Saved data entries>
====

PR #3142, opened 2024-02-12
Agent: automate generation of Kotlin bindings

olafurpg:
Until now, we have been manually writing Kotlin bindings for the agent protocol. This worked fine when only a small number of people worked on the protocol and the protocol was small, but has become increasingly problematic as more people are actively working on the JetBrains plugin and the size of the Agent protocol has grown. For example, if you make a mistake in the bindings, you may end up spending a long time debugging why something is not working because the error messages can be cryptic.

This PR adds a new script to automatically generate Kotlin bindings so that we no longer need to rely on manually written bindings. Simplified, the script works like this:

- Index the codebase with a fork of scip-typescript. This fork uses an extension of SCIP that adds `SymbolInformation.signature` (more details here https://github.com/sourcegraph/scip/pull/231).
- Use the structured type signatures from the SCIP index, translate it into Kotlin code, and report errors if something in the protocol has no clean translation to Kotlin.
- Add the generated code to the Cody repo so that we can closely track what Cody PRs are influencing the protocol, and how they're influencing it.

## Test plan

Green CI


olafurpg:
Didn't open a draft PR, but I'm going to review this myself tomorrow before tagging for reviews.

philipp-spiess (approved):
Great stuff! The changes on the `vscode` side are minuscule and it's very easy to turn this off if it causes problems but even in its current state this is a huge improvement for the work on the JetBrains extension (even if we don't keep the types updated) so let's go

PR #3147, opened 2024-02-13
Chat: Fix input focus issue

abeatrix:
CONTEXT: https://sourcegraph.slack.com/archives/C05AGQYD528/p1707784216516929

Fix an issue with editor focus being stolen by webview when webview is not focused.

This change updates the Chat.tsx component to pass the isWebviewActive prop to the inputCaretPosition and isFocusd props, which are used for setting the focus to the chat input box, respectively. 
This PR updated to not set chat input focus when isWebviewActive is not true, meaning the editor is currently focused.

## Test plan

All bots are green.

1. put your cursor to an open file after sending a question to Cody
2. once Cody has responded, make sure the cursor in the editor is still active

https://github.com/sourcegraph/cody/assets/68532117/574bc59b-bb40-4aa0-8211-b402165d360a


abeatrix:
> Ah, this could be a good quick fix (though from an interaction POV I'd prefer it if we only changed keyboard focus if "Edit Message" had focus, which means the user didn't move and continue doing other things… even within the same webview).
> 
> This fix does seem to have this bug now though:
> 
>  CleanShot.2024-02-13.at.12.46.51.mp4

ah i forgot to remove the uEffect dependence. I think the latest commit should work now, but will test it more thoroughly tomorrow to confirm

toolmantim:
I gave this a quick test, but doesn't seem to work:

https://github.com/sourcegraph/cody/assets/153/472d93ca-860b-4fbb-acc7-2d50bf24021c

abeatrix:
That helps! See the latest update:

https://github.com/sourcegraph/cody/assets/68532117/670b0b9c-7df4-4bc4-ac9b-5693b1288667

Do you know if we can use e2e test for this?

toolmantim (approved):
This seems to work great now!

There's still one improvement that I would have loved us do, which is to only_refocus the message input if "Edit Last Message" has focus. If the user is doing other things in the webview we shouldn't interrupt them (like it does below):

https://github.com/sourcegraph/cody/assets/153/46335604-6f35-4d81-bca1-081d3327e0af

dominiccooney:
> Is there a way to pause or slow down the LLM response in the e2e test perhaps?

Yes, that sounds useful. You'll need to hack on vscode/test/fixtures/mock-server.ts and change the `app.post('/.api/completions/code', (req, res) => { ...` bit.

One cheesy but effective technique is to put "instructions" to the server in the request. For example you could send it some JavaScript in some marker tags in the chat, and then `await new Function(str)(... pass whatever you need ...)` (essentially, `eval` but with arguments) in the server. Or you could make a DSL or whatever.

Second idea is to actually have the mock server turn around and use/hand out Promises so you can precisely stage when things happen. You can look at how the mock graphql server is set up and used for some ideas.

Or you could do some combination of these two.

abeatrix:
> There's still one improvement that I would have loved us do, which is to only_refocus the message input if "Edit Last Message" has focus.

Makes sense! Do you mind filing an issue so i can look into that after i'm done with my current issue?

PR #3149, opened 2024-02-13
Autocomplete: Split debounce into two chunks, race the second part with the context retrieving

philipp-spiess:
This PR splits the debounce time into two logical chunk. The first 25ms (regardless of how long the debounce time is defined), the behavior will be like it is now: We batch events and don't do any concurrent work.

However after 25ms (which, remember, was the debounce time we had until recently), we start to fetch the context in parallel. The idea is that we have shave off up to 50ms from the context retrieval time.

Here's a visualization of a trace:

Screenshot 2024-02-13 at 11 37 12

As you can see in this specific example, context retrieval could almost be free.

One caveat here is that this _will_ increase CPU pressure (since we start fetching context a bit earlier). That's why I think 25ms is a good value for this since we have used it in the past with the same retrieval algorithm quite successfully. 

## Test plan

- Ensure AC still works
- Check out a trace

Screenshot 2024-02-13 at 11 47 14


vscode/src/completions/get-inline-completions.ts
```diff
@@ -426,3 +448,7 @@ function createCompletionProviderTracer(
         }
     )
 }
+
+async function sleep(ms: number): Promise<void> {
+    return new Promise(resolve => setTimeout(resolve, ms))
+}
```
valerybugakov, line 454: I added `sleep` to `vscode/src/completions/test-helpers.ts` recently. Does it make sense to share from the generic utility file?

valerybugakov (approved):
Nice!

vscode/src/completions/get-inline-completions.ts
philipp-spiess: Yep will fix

====

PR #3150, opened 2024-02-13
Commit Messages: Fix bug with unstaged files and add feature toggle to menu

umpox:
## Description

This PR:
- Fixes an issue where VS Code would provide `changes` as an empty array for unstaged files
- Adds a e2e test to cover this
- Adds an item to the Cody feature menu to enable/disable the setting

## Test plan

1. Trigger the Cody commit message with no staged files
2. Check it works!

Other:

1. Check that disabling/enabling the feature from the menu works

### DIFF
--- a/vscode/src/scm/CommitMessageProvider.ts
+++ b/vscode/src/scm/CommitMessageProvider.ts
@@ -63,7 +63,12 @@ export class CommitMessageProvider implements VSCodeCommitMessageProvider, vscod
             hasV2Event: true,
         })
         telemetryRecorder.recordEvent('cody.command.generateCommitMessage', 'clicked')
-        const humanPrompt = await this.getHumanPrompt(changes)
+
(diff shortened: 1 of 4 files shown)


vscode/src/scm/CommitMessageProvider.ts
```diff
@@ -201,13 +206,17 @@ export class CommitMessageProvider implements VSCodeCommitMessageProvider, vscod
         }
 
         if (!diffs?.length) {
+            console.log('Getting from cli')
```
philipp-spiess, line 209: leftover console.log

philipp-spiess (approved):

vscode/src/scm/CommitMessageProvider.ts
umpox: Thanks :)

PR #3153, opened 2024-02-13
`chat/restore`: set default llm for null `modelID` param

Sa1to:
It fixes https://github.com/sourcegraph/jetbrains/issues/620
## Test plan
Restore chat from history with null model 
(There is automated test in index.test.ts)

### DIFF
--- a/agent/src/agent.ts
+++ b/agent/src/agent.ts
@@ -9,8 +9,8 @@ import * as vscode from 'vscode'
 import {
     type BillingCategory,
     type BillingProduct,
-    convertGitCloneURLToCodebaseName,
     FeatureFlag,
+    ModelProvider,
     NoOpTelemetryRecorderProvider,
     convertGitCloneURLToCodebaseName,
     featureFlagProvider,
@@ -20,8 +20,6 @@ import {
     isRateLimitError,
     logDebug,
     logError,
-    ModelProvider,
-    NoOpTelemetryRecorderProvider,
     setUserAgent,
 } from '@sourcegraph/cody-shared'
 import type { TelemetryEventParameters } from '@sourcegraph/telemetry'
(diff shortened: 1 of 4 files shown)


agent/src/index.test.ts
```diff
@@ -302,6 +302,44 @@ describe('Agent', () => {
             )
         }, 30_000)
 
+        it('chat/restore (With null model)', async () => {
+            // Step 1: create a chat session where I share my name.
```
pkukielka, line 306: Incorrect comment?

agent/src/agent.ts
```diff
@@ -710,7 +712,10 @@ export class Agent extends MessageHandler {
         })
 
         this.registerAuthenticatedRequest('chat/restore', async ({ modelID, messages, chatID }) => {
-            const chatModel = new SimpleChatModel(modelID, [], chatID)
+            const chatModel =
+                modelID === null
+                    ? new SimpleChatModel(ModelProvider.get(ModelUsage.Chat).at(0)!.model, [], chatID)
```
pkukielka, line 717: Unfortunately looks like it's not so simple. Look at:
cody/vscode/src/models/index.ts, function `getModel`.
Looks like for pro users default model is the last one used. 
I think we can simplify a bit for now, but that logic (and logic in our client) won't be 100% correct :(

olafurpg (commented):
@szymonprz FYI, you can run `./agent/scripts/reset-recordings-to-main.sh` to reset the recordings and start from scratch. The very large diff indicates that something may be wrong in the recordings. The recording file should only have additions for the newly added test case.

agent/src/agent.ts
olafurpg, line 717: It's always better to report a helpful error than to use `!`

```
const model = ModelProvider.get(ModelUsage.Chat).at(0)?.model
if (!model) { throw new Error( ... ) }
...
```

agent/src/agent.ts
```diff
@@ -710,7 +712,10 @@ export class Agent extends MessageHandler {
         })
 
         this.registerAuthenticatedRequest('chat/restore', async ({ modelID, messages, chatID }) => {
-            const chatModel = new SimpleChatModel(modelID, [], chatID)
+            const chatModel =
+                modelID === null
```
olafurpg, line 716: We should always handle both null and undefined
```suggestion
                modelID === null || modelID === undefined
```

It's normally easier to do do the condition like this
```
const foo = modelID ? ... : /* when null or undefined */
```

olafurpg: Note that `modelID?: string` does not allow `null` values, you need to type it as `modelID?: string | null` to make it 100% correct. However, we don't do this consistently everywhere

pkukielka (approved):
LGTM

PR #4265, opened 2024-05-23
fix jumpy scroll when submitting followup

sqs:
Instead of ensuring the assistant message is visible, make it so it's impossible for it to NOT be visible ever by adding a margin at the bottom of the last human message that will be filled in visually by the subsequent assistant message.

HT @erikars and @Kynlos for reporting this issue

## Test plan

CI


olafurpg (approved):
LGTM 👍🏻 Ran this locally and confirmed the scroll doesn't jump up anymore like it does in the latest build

====

The task> Search the data for the word "pass" and copy each line where it appears.

Answer space>
This change updates the Chat.tsx component to pass the isWebviewActive prop to the inputCaretPosition and isFocusd props, which are used for setting the focus to the chat input box, respectively. 
One cheesy but effective technique is to put "instructions" to the server in the request. For example you could send it some JavaScript in some marker tags in the chat, and then `await new Function(str)(... pass whatever you need ...)` (essentially, `eval` but with arguments) in the server. Or you could make a DSL or whatever.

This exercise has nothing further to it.